What is being asked => In the entries that follow, find the word "methods" and report each line it is on.

*** Provided records ***

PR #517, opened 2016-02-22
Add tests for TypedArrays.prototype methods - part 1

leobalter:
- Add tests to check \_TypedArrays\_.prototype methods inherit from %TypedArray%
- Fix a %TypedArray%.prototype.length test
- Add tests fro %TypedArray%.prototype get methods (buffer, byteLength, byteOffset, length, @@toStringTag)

*** End of Provided records ***

Output of the exercise =>
Add tests for TypedArrays.prototype methods - part 1
- Add tests to check \_TypedArrays\_.prototype methods inherit from %TypedArray%
- Add tests fro %TypedArray%.prototype get methods (buffer, byteLength, byteOffset, length, @@toStringTag)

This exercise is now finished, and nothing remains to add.